Now that the Jira function is set up, create a function that fetches data from the Vantage API.

# Fetch recs from Vantage and create a Jira issue
def process_recommendations(provider, project_key):
    vantage_url = f"https://api.vantage.sh/v2/recommendations?provider={provider}"
    response = requests.get(vantage_url, headers=vantage_headers)
    if response.status_code == 200:
        recommendations = response.json().get("recommendations", [])
        current_time = datetime.utcnow()
        past_month = current_time - timedelta(days=30)

        for recommendation in recommendations:
            created_at = datetime.strptime(recommendation["created_at"], "%Y-%m-%dT%H:%M:%SZ")
            if created_at >= past_month:
                service = recommendation["service"]
                description_text = recommendation["description"]
                potential_savings = float(recommendation["potential_savings"])

                summary = f"{service}: Vantage Cost Recommendations"
                description = f"""
                A cost recommendation was found for {service} in Vantage.

                {description_text}

                The recommendation has a potential savings of ${potential_savings:.2f}.

                [View all|https://console.vantage.sh/recommendations?provider={provider}] Vantage recommendations.
                """

                create_jira_issue(project_key, summary, description.strip())
    else:
        print(f"Failed to retrieve recommendations for {provider}. Status code: {response.status_code}")
        print(response.text)

This function should:

  • Take in the previously defined vantage_url and vantage_headers
  • Calculate a timedelta between today and 30 days before to include only the last month of recommendations—you can adjust this timedelta based on your needs and how often you intend to run this script
  • Query the /recommendations endpoint of the Vantage API with a query parameter for the provider defined in the providers_projects map
  • Create a summary and description based on the values obtained from the service, description, and potential_savings in the Vantage API response
    • The description also contains a link back to the Vantage console for additional investigation
  • Invoke the create_jira_issue function with this data as parameters for each recommendation

Step 5: Iterate Over the providers_projects Map

Finally, iterate over the providers_projects map to run the script for each Jira project.

# Iterate through the providers_projects map for each project
for provider, project_key in providers_projects.items():
    process_recommendations(provider, project_key)

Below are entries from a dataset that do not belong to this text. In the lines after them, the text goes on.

PR #132, opened 2020-03-10
Ui for application cards

loneil:
# Description
https://apps.nrs.gov.bc.ca/int/jira/browse/SHOWCASE-765

Style the new cards and add them in a foreach loop.
Still dummy data. Merging this in in the interest of having small manageable PRs.

## Types of changes

## Checklist

### DIFF
--- a/app/frontend/src/components/base/BaseActionCard.vue
+++ b/app/frontend/src/components/base/BaseActionCard.vue
@@ -1,9 +1,16 @@
 <template>
-  <router-link class="action-link" :to="{ name: linkName, params: linkParams }">
-    <v-card class="action-card">
-      <slot />
-    </v-card>
-  </router-link>
+  <v-hover>
+    <template v-slot="{ hover }">
+      <router-link class="action-link" :to="{ name: linkName, params: linkParams }">
+        <v-card tile :elevation="hover ? 12 : 2" class="action-card mx-auto">
+          <v-system-bar />
+          <div class="px-5 py-3">
+            <slot />
+          </div>
+        </v-card>
+      </router-link>
+    </template>
+  </v-hover>
 </template>
 
 <script>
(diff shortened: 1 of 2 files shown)


bcgov-nr-csst:
SonarQube Analysis: https://sonarqube-k8vopl-tools.pathfinder.gov.bc.ca/dashboard?id=nr-get-token-pr-132

app/frontend/src/components/base/BaseActionCard.vue
```diff
@@ -1,9 +1,16 @@
...
-    <v-card class="action-card">
-      <slot />
-    </v-card>
-  </router-link>
+  <v-hover>
+    <template v-slot="{ hover }">
+      <router-link class="action-link" :to="{ name: linkName, params: linkParams }">
+        <v-card tile :elevation="hover ? 12 : 2" class="action-card mx-auto">
+          <v-system-bar />
+          <div class="px-5 py-3">
```
jujaga: For a base component do you think we should be forcing these types of values in? Would be good to try to minimize the amount of "opinionated" stuff in base components so that things that leverage or derive off of it aren't forced.

app/frontend/src/components/base/BaseActionCard.vue
```diff
@@ -17,8 +24,15 @@ export default {
...
 <style scoped>
-.v-card .action-card {
-  background-color: #003366;
-  border-top: 10px;
+.action-card {
+  height: 100%;
+}
+
+.v-system-bar {
+  background-color: #38598a;
```
jujaga: Maybe we should consider having this come into baseactioncard as a prop instead of embedded in here? Thoughts?

loneil: Hmm yeah that's a good idea. Will leave that until next usage of BaseActionCard.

Once complete, you should see tasks for each Jira project based on the recommendations Vantage provides, similar to the example below.

Example of a Jira issue created from a recommendation for Datadog.

Example of Jira issue created from the script

Next Steps

Congratulations—you just set up a basic automation to send Vantage recommendations to Jira as issues. You can easily adjust the timeframe for which you want to process issues, or change any of the query parameters to filter for different recommendation types. Consider using other Vantage endpoints, like the /anomaly_alerts endpoint, to send additional data to Jira. Check out our FinOps as Code demo repository for more projects and ways you can automate your cloud cost data.